▸ **Prompt**:
Everything from the line containing "(byte* b = bytes)" through the final line of the records must be transcribed verbatim; nothing else belongs in the result.
# # # # #
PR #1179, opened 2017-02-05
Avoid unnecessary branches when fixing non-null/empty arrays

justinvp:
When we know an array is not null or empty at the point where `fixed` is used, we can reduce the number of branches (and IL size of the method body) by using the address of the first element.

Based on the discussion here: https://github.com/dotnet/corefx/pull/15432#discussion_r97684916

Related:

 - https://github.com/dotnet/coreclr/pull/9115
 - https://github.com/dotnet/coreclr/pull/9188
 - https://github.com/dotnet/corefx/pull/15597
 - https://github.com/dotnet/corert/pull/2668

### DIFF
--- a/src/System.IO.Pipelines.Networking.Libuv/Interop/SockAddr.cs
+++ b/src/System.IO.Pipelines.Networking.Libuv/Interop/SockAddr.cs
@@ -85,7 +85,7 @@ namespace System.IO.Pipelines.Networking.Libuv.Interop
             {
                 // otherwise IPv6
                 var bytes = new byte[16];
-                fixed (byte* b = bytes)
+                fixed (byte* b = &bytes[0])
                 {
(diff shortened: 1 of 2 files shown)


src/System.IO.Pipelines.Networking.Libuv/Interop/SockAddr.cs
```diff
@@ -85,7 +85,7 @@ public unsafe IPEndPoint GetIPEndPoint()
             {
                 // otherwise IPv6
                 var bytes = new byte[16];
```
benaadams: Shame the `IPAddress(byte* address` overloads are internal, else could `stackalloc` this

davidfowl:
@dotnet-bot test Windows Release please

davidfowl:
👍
# # # # #
▸ **Output below**:
-                fixed (byte* b = bytes)
+                fixed (byte* b = &bytes[0])
                 {
(diff shortened: 1 of 2 files shown)


src/System.IO.Pipelines.Networking.Libuv/Interop/SockAddr.cs
```diff
@@ -85,7 +85,7 @@ public unsafe IPEndPoint GetIPEndPoint()
             {
                 // otherwise IPv6
                 var bytes = new byte[16];
```
benaadams: Shame the `IPAddress(byte* address` overloads are internal, else could `stackalloc` this

davidfowl:
@dotnet-bot test Windows Release please

davidfowl:
👍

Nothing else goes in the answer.